[INFORMATION SUPPLIED Boundary: Start]

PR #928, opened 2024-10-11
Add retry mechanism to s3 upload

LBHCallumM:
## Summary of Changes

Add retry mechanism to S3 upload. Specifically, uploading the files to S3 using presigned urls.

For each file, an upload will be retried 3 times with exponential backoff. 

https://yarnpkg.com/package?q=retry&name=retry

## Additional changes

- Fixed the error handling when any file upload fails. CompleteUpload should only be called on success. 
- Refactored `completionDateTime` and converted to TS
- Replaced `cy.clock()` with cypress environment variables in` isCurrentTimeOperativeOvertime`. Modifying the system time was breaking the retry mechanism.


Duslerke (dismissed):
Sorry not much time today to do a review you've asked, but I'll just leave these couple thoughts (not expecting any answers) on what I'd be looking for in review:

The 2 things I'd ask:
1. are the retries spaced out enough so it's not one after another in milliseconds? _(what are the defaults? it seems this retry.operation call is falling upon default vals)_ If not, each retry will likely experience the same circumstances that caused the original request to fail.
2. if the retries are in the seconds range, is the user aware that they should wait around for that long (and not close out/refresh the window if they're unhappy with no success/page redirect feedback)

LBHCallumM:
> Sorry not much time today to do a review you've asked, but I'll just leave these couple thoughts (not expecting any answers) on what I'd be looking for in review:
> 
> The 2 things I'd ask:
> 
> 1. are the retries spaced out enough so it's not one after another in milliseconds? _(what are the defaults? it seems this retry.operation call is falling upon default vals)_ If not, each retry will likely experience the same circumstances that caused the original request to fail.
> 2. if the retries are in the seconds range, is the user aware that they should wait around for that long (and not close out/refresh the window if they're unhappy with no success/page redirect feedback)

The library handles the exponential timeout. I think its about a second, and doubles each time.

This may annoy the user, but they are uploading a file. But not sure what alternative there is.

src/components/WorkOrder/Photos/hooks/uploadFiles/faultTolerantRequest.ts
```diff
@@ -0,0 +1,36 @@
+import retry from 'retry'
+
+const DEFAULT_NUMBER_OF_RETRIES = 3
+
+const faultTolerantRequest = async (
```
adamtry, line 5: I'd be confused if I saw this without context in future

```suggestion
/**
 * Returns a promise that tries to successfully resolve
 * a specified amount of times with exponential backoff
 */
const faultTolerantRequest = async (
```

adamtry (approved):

[INFORMATION SUPPLIED Boundary: End]
[INFORMATION SUPPLIED Boundary: Start]

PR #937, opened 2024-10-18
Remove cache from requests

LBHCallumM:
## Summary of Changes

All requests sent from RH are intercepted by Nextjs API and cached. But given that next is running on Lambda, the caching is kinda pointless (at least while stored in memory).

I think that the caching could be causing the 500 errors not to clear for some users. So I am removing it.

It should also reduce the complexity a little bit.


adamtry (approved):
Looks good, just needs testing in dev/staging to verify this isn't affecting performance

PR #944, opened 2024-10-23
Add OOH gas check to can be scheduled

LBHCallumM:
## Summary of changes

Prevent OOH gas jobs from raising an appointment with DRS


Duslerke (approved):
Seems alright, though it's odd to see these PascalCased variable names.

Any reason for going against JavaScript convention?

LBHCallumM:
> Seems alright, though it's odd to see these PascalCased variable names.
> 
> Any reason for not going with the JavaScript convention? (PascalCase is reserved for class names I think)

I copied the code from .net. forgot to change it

[INFORMATION SUPPLIED Boundary: End]

▶ _YOUR OBJECTIVE_
Extract every line containing the string "operation" from the material.

▶ _SOLUTION TO THIS PROBLEM_
1. are the retries spaced out enough so it's not one after another in milliseconds? _(what are the defaults? it seems this retry.operation call is falling upon default vals)_ If not, each retry will likely experience the same circumstances that caused the original request to fail.
> 1. are the retries spaced out enough so it's not one after another in milliseconds? _(what are the defaults? it seems this retry.operation call is falling upon default vals)_ If not, each retry will likely experience the same circumstances that caused the original request to fail.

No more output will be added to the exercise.